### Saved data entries
- - -
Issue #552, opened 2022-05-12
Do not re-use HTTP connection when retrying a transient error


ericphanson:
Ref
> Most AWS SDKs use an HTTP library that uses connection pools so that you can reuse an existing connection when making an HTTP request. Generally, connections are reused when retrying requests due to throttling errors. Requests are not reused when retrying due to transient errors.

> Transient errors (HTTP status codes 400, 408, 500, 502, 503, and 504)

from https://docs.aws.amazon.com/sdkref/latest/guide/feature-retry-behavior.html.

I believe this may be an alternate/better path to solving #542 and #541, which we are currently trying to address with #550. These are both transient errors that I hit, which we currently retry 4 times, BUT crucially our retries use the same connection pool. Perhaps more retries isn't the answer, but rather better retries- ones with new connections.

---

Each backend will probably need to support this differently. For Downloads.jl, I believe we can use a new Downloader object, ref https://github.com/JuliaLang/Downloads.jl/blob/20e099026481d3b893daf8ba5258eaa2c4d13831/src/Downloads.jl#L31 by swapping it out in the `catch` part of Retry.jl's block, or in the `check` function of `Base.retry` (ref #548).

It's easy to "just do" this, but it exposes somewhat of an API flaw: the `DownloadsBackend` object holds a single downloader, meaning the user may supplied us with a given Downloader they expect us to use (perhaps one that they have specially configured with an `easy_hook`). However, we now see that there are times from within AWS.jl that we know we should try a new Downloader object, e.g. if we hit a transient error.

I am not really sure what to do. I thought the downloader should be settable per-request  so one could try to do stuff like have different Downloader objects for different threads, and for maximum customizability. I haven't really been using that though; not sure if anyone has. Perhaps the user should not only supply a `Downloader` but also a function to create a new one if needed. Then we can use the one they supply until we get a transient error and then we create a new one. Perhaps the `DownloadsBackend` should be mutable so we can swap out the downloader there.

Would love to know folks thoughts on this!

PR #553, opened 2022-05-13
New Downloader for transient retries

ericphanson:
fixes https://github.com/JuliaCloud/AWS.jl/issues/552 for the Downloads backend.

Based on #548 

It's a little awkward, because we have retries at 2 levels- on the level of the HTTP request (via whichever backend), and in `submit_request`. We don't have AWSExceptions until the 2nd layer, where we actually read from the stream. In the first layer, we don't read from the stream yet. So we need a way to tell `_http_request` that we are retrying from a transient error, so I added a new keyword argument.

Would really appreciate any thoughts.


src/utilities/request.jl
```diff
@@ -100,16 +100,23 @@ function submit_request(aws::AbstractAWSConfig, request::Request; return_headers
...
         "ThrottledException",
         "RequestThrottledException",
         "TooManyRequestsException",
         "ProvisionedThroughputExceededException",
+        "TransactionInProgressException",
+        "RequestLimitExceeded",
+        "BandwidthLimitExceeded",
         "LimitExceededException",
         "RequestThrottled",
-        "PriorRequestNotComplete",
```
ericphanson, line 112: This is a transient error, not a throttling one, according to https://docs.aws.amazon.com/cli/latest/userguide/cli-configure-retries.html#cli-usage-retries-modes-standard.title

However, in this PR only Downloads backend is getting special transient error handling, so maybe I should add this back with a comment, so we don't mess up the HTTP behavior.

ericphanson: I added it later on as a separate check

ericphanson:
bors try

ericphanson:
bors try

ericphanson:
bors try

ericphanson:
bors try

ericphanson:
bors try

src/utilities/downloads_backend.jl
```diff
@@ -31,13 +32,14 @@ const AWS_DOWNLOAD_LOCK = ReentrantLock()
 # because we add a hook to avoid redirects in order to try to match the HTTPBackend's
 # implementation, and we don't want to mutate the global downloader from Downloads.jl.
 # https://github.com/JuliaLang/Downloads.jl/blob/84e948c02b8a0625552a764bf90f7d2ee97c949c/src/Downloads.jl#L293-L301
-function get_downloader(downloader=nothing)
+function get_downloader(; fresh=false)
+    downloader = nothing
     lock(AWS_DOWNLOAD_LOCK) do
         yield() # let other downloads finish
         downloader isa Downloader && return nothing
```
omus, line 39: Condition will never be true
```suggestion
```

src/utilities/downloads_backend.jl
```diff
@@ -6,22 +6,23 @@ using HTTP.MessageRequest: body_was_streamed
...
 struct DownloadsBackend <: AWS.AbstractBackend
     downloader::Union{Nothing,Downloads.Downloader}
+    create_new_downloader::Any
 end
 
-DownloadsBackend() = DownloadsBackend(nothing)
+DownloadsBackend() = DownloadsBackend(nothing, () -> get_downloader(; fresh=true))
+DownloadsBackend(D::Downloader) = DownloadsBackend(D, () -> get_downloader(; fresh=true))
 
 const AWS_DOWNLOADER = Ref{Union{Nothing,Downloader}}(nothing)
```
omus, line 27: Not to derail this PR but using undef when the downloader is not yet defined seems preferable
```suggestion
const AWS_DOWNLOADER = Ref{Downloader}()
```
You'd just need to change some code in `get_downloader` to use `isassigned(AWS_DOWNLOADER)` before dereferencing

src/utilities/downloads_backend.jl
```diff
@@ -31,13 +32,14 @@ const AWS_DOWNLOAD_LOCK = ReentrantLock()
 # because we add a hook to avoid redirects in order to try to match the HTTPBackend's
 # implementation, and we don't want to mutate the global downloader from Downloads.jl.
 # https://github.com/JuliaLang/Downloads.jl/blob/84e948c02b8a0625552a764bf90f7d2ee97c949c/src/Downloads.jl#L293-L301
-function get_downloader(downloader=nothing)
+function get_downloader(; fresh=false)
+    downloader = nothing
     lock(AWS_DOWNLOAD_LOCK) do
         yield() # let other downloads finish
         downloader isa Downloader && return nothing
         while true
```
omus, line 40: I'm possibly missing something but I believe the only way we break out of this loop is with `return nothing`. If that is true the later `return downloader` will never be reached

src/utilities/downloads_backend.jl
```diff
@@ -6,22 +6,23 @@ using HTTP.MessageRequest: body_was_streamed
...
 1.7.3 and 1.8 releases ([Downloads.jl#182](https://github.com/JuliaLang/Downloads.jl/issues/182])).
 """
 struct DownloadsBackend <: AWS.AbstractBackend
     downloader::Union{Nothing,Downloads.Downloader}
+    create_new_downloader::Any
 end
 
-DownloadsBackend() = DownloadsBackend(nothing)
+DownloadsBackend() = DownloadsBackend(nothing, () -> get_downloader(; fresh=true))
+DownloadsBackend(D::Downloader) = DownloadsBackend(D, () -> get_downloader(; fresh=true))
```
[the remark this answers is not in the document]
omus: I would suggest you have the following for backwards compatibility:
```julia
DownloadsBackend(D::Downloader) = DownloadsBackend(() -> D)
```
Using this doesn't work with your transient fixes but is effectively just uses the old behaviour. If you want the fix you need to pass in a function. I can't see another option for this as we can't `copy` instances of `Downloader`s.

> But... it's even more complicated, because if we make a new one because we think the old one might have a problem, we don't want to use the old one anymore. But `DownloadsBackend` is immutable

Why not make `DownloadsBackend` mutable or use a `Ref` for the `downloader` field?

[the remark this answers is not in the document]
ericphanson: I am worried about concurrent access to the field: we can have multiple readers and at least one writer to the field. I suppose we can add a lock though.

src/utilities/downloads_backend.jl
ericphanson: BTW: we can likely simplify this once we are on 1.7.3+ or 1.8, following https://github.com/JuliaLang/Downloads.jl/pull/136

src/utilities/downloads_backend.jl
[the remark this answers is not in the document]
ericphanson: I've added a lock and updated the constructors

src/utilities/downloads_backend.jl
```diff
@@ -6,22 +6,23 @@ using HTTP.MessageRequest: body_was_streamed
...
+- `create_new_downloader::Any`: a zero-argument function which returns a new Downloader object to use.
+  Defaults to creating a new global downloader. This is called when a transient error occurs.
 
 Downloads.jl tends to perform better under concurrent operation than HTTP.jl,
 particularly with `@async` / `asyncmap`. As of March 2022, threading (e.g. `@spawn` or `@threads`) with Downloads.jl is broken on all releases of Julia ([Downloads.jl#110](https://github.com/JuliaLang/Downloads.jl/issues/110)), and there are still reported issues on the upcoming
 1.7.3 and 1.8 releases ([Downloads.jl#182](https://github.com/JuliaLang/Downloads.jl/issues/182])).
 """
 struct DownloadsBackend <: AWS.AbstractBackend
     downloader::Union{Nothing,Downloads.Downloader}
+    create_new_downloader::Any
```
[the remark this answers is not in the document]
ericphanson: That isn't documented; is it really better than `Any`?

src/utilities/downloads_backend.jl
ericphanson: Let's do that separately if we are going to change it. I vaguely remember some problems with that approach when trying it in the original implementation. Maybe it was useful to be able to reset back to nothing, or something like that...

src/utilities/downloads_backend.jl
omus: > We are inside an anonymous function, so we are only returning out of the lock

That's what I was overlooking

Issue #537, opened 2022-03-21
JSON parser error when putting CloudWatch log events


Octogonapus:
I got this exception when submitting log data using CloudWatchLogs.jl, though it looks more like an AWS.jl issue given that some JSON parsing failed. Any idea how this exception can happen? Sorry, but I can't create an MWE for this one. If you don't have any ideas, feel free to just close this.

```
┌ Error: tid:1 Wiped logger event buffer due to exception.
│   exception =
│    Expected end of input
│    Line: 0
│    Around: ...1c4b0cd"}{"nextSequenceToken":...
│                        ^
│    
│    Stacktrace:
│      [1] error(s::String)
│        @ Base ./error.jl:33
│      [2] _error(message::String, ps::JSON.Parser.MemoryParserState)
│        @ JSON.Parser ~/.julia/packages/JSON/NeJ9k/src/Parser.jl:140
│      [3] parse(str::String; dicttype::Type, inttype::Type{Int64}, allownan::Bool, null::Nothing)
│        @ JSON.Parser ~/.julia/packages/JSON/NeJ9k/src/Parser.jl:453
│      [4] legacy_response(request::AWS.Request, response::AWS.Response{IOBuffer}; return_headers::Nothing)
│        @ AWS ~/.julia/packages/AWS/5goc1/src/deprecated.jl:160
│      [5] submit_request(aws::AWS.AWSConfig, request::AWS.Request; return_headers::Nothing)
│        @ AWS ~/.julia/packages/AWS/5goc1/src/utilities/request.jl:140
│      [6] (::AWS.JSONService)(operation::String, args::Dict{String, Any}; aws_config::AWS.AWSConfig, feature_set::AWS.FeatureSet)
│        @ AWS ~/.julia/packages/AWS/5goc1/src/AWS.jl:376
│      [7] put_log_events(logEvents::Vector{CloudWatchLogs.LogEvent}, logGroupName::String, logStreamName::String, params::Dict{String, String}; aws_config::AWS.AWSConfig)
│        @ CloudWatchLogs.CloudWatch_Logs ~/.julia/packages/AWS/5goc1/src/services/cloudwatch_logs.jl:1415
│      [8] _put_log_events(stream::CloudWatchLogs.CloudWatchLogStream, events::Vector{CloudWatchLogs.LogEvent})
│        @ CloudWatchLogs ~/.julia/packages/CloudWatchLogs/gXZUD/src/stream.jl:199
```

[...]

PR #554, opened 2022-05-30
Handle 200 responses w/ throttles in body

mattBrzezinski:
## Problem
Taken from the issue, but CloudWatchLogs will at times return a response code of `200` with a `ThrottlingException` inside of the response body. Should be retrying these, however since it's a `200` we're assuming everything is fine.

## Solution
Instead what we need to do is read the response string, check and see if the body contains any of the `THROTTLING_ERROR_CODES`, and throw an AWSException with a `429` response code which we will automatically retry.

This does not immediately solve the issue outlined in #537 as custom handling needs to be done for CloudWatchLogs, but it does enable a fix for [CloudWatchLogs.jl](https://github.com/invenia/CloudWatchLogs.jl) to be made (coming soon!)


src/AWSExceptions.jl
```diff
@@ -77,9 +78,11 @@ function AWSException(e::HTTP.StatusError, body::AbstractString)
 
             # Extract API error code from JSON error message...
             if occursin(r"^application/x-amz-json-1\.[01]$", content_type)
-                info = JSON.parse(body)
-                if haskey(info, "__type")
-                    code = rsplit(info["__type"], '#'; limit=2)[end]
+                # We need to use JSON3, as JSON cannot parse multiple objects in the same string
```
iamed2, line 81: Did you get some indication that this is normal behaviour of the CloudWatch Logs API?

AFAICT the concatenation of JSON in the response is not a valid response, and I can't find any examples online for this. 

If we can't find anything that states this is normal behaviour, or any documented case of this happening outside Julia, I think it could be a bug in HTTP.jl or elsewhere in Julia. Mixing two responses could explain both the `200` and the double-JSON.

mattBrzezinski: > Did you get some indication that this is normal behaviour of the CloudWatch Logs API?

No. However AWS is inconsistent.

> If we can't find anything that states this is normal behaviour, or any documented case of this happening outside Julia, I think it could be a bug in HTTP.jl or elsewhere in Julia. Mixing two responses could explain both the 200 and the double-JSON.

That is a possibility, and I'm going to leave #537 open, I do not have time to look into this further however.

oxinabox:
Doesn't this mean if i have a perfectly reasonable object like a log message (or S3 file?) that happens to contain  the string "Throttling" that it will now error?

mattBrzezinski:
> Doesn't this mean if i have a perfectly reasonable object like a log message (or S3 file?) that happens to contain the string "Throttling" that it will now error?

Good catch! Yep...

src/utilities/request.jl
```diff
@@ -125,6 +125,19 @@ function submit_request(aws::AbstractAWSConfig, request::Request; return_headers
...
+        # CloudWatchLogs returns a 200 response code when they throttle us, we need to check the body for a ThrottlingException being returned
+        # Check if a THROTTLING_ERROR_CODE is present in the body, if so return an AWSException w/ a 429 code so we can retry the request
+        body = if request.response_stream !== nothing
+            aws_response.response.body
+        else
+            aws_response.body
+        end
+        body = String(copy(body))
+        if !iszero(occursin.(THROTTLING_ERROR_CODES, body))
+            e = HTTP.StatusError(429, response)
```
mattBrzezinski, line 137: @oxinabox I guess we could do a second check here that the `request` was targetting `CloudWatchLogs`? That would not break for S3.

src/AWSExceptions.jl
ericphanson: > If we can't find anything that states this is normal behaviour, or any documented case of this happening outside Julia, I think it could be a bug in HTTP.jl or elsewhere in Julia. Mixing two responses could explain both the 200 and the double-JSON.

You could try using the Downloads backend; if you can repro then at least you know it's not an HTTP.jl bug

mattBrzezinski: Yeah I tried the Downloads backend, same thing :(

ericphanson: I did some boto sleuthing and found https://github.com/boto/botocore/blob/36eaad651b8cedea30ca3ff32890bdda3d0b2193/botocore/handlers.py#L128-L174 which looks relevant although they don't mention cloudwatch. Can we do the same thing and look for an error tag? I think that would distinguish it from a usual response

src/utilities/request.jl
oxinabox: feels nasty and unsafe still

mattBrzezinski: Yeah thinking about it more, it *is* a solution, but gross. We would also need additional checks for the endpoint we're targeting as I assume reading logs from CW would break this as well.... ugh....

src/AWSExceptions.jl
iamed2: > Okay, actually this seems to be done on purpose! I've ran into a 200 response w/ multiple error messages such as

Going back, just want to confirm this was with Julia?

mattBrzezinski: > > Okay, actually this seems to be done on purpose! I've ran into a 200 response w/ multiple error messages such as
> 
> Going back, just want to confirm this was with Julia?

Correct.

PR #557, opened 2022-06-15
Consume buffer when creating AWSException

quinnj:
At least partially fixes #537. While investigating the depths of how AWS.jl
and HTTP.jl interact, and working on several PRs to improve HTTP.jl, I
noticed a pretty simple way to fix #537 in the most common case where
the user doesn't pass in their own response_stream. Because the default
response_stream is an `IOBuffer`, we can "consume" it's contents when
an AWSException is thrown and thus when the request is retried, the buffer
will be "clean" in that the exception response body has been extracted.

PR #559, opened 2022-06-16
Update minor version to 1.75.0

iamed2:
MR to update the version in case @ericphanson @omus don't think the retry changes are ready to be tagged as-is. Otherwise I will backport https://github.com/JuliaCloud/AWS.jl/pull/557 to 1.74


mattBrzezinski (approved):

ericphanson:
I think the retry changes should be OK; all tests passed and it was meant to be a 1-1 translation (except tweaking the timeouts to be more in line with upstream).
- - -
### Assignment
The answer is a portion of the data. Write out exactly the line with "MR to update" and all lines after it.

### Written response
MR to update the version in case @ericphanson @omus don't think the retry changes are ready to be tagged as-is. Otherwise I will backport https://github.com/JuliaCloud/AWS.jl/pull/557 to 1.74


mattBrzezinski (approved):

ericphanson:
I think the retry changes should be OK; all tests passed and it was meant to be a 1-1 translation (except tweaking the timeouts to be more in line with upstream).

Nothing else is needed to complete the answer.